May 2013

I’ve started to clear out! No. I am not scarpering to avoid paying my debts, I am merely clearing out thousands (and I mean thousands) of files, folders, pamphlets, tracts and assorted records and leaflets from the office I share with my wife. In addition to three desks and chairs, three filing cabinets, shredder, computers and printers, there are shelves of the accumulated evidence of many years of self employment, as well as mountains of stuff from Defra, Trading Standards, Natural England, Environment Agency, Eblex, the NSA and goodness knows how many other official bodies that a small trading partnership has to deal with in order to earn a living.

TV gurus tell us that a tidy desk denotes a tidy mind. They are wrong! I think a tidy desk hides drawers full of stuff all jumbled up. However, because the rubbish has to go somewhere, I suppose it is better in a drawer than in the mind.

As a young man I was told that when writing, the difficulty is not so much what to say, as what to leave out. And sorting through a lifetime’s stock of paper proves the point.  What do I throw away and what do I keep that cannot more easily be ‘Googled?’ And all this just to save my children having to throw away the stuff precious to me, but not to them!

It is not easy to part with a lifetime’s jottings, papers and books. This is because they partly represent a life’s work and one doesn’t like to think of it as being of no interest to anyone else. To put items in the rubbish bin feels like one’s own life has somehow become the detritus of history. A gloomy thought indeed!

However, all is not lost for the space thus cleared means opportunities to fill it up again! But this time, instead of filling steel cabinets with paper you can fill the cabinet of one’s mind. Fill it with words (and actions) which somehow didn’t get properly organised the first time.

Now is the time to forget as much as it is a time to remember! To forget the wrong done to you and the wrong done by you. Now is the time to fill one’s head with hope and optimism. A time to look kindly upon the foibles of one’s family and friends and to let one’s heart be filled with gratitude not grumpiness. Who knows? one might even stretch magnanimity towards those public figures who wrongly imagine that their parliamentary debates, committees and endless reports add to the sum total of human happiness. What fools are they who imagine that they can organise a river of munificence to carry happiness from Parliament to Preston, Donnington or Dymock.

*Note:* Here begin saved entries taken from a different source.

Issue #863, opened 2026-07-17
Align `cluster.routing.allocation.enable` with CrateDB recommendation to use `primaries`


hammerhead:
The operator currently sets `cluster.routing.allocation.enable` to `new_primaries` before terminating nodes and therefore also during rolling upgrades:

https://github.com/crate/crate-operator/blob/4a45724b33ab1d486c7ae99795c8014ef60df777/crate/operator/operations.py#L777-L783

We recently found that using `new_primaries` across a rolling upgrade can cause an existing primary shard to become unavailable. The CrateDB documentation has therefore been changed to recommend `primaries` instead (https://github.com/crate/crate/issues/19751).

The operator is not directly affected by the reproduced scenario. It sets/resets the allocation setting before/after each individual node restart rather than at the beginning/end of the complete upgrade workflow.

Nevertheless, I suggest changing the operator to use `primaries` as well. `primaries` provides the same relevant behavior for the operator's workflow, while eliminating two different variants of the rolling upgrade process.

Otherwise, there is a risk that `new_primaries` is perceived as a generally safe setting for rolling upgrades. If the same approach is later applied in another deployment scenario without the important condition that allocation is restored after every node restart, it can lead to primary shards becoming unavailable.

Standardising on `primaries` establishes a single canonical recommendation that works with both per-node allocation changes and allocation changes spanning the complete rolling upgrade. The additional restriction imposed by `new_primaries` does not appear necessary and could become problematic if the operator is ever changed to use a different restart approach.

## Proposed change

Replace: `value="new_primaries"`
With: `value="primaries"`

plaharanne:
@seut Could you prioritize it? It has been like this for years, we can't tell if this is a bug or a technical suggestion.

PR #880, opened 2026-08-07
Use primaries rather than new_primaries while nodes are down

WalBeh:
## Summary of changes

Switches `cluster.routing.allocation.enable` from `new_primaries` to `primaries` while nodes are
taken down, in both places that write it.

Both values suppress replica allocation, which is why the setting is held across a restart at all.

Thank God that old age teaches us that happiness and peace do not come from those who tax us and then, when they give a bit back, expect us also to applaud them!

It is not the job of this column to tell readers where to look for personal happiness and inner peace, but it will not be found because secular politicians think up schemes for which bureaucrats then write books to fill our cabinets.

How about politicians clearing out the detritus from their present systems and, like old folk, empty their files and cabinets (and their minds) of old clichés then maybe, just maybe, their heads might have the space to hold the things that matter?

However, talking about old age and stubborn minds, reminds me of the Nebraskan farmer who was notoriously tight with money.

For forty years Ed and Norma had gone to the State Fair where Ed had always refused Norma’s pleas for a helicopter ride with the words: “Fifty bucks is fifty bucks.”

Last year a young pilot overheard them and said, “Look, I’ll take you for free, on condition you don’t utter a single word but if you do …. ‘It’s full price.”

Up they went, and the pilot flew all his best daredevil tricks. Over and over they went, but not one word! On landing the pilot said, “Gee, I’m really impressed. I thought you’d shout and be scared.”

Ed replied. “I was when Norma fell out ….           ‘But fifty bucks is fifty bucks.”